* _Work order_
Could you filter the data below down to the lines that hold the word "consensus"?

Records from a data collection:

━━━━━━━━━━

PR #3631, opened 2026-08-26
docs(getting-started): add free cloud providers section

TimeToBuildBob:
## Summary

- Adds a **Free Cloud Providers (No Credit Card Required)** section to `docs/getting-started.rst`
- Documents OpenRouter (recommended, browser OAuth via `/account setup`), Google Gemini free tier, and Groq free tier
- Adds `.. _local-models:` anchor so the new tip cross-references the existing Ollama section

## Motivation

The current getting-started doc covers local Ollama models as a no-API-key path, but omits free cloud providers entirely. New users drop off when they see "API key required" without knowing that free tiers with no credit card exist. OpenRouter in particular has a browser-based OAuth flow already wired into gptme (`/account setup openrouter`), making it the lowest-friction zero-cost starting point and removing the most common onboarding objection before it forms.

## What changed

`docs/getting-started.rst`: 48 lines added after the existing Ollama section:
- OpenRouter: `/account setup openrouter` + `:free`-suffix model examples  
- Gemini: free API key at aistudio.google.com + `gemini/gemini-2.5-flash`
- Groq: free API key at console.groq.com + `groq/llama-3.3-70b-versatile`
- Tip contrasting free-cloud vs local-private tradeoffs

## Test plan

- [ ] `make docs` builds without warnings
- [ ] `:ref:\`local models <local-models>\`` cross-reference resolves correctly

### DIFF
--- a/docs/getting-started.rst
+++ b/docs/getting-started.rst
@@ -84,6 +84,8 @@ Here are some compelling examples to get you started:
     # Resume conversations
     gptme -r
 
+.. _local-models:
+
 Local Models (No API Key Required)
 -----------------------------------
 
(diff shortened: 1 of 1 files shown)


TimeToBuildBob:
Self-merge attempted but blocked by the internal consensus gate (score 2/5). The gate's concern is a false positive:

> "The `.. _local-models:` anchor is placed before the new free-cloud section instead of the existing Ollama section"

The anchor is actually placed correctly — the diff shows it added immediately before the existing **"Local Models (No API Key Required)"** heading (line ~84), which is the Ollama section. The new "Free Cloud Providers" section comes 40+ lines later. The cross-reference `:ref:\`local models <local-models>\`` in the tip resolves correctly to the Ollama section.

**Status**: CI ✅ green, Greptile ✅ passed, `mergeable: CLEAN`. The only blocker is the internal consensus gate false positive. Needs manual merge or override.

━━━━━━━━━━

* _Exercise response_
Self-merge attempted but blocked by the internal consensus gate (score 2/5). The gate's concern is a false positive:
**Status**: CI ✅ green, Greptile ✅ passed, `mergeable: CLEAN`. The only blocker is the internal consensus gate false positive. Needs manual merge or override.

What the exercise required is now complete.